I don’t think it would make much difference.
Consider my comment in Hallquist’s thread:
AI singularity won’t affects points 1 and 2: If information about your personality has not been preserved, there is nothing an AI can do to revive you.
It might affect points 3 and 4, but to a limited extent: an AI might be better than vanilla humans at doing research, but it would not be able to develop technologies which are impossible or intrinsically impractical for physical reasons. A truly benevolent AI might be more motivated to revive cryopatients than regular people with selfish desires, but it would still have to allocate its resources economically, and cryopatient revival might not be the best use of them.
Points 5 and 6: clearly the sooner the super-duper AI appears and develops revival tech, the higher the probability that your cryoremains are still around, but super AI appearing early and developing revival tech soon is less probable than it appearing late and/or taking a long time to develop revival tech, hence I would think that the two effects roughly cancel out. Also, as other people have noted, super AI appearing and giving you radical life extension within your lifetime would make cryonics a waste of money.
More generally, I think that AI singularity is itself a conjunctive event, with the more extreme and earlier scenarios being less probable than the less extreme and later ones. Therefore I don’t think that taking into accounts AIs should significantly affect any estimation of cryonics success.
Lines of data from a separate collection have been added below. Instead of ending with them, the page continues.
PR #668, opened 2023-09-27
[server] CV state cleanup during standby -> offline and pre-start

gaojieliu:
In the past, CV state will remain 'Completed' when the node is going through a rebalance/restart/ungraceful shutdown, which would lead Venice Router continue to send traffic to unavailable replicas, and this hasn't caused any unhealthy requests yet because of the error retry mechanism in Router.

To fix this issue cleanly, this code change introduces the following strategies:
1. Remove CV states when replica is transitioning from standby to offline.
2. Remove CV states for all the hosted partitions when stopping Venice Server instances.
3. Remove CV states for all the hosted partitions before starting the Venice Server instances to handle ungraceful shutdown.
This code change also adds the handling of missing notification types in main process when II is enabled.

## How was this PR tested?
CI


clients/da-vinci-client/src/main/java/com/linkedin/davinci/helix/AbstractPartitionStateModel.java
```diff
@@ -144,7 +144,7 @@ public void rollbackOnError(Message message, NotificationContext context, StateT
        * When state transition fails, we shouldn't remove the corresponding database here since the database could
        * be either recovered by bounce/Helix Reset or completely dropped after going through 'ERROR' to 'DROPPED' state transition.
        */
-      stopConsumption();
+      stopConsumption(false);
```
FelixGV, line 147: What happens to the CV when the replica is in `ERROR` state? Does CV represent `ERROR`, or does it continue carrying the previous state? If it's the latter, then should we also clear CV states here...? Either way, it seems a little tricky, and we might want to leave a comment to that effect?

clients/da-vinci-client/src/main/java/com/linkedin/davinci/helix/AbstractPartitionStateModel.java
```diff
@@ -168,7 +168,7 @@ public void onBecomeDroppedFromError(Message message, NotificationContext contex
   @Override
   public void reset() {
     try {
-      stopConsumption();
+      stopConsumption(false);
```
FelixGV, line 171: What is the purpose of `reset`, again? I forgot when does Helix call this, so I've difficulty assessing whether updating or not updating the CV is ideal in this case...

clients/da-vinci-client/src/main/java/com/linkedin/davinci/helix/AbstractPartitionStateModel.java
```diff
@@ -352,8 +352,22 @@ private void initializePartitionPushStatus() {
     }
   }
 
-  protected void stopConsumption() {
-    ingestionBackend.stopConsumption(storeAndServerConfigs, partition);
+  protected void stopConsumption(boolean dropCVState) {
+    CompletableFuture<Void> future = ingestionBackend.stopConsumption(storeAndServerConfigs, partition);
+    if (dropCVState) {
+      future.whenComplete((ignored, throwable) -> {
```
FelixGV, line 358: Why wait until after the consumption is stopped? Why not remove the CV first, then initiate the stop of consumption? Would we not want to notify routers about the CV drop ASAP? In the end, it'll be a race condition anyway whether the router finds out about it before the consumption is stopped or not, but it seems more natural to me to begin notifying routers first since we don't intend them to keep sending traffic here...

clients/da-vinci-client/src/main/java/com/linkedin/davinci/helix/HelixParticipationService.java
```diff
@@ -360,6 +369,27 @@ private void asyncStart() {
...
+      StorageService storageService,
+      Logger currentLogger) {
+    // Get all hosted stores
+    currentLogger.info("Started resetting all instance CV states");
+    Map<String, Set<Integer>> storePartitionMapping = storageService.getStoreAndUserPartitionsMapping();
+    storePartitionMapping.forEach((storeName, partitionIds) -> {
+      partitionIds.forEach(partitionId -> {
+        try {
+          accessor.deleteReplicaStatus(storeName, partitionId);
+          currentLogger.info("Deleting CV state for resource: {} and partition id: {}", storeName, partitionId);
```
FelixGV, line 383: Nitpick: Can we do this once for all partitions of the store (could log the `partitionIds ` set in a single line if you want to know the exact partition numbers) rather than one log line per partition? Even at one log per store it could still be quite noisy on the multi-tenant clusters...

FelixGV (commented):
Thanks Gaojie! I left a few minor comments...

clients/da-vinci-client/src/main/java/com/linkedin/davinci/helix/AbstractPartitionStateModel.java
gaojieliu: So once a replica reports `COMPLETED` in CV, it won't go back to `ERROR` state.
And if the replica becomes `ERROR` during bootstrapping, `ERROR` state will be reported in CV as well.

clients/da-vinci-client/src/main/java/com/linkedin/davinci/helix/AbstractPartitionStateModel.java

The core thesis of my book Singularity Rising is (basically) that this isn’t true, for the singularity at least, because there are many paths to a singularity and making progress along any one of them will help advance the others. For example, it seems highly likely that (conditional on our high tech civilization continuing) within 40 years genetic engineering will have created much smarter humans than have ever existed and these people will excel at computer programming compared to non-augmented humans.
Well, I haven’t read your book, hence I can’t exclude that you might have made some good arguments I’m not aware of, but given the publicly available arguments I know, I don’t think this is true.
Is it?
There are some neurological arguments that the human brain is near the maximum intelligence limit for a biological brain.
We are probably not going to breed people with IQ >200, perhaps we might breed people with IQ 140-160, but will there be tradeoffs that make it problematic to do it at large?
Will there be a demand for such humans?
Will they devote their efforts to AI research, or will their comparative advantage drive them to something else?
And how good will they be at developing super AI? As technology becomes more mature, making progress becomes more difficult because the low-hanging fruits have already have been picked, and intelligence itself might have diminishing returns (at very least, I would be surprised to observe an inverse linear correlation between average AI researcher IQ and time to AI).
And, of course, if singularity-inducing AI is impossible/impractical, the point is moot: these genetically enhanced Einstens will not develop it.
In general, with enough imagination you can envision many highly conjunctive ad hoc scenarios and put them into a disjunction, but I find this type of thinking highly suspicious, because you could use it to justify pretty much everything you wanted to believe.
I think it’s better to recognize that we don’t have any crystal ball to predict the future, and betting on extreme scenarios is probably not going to be a good deal.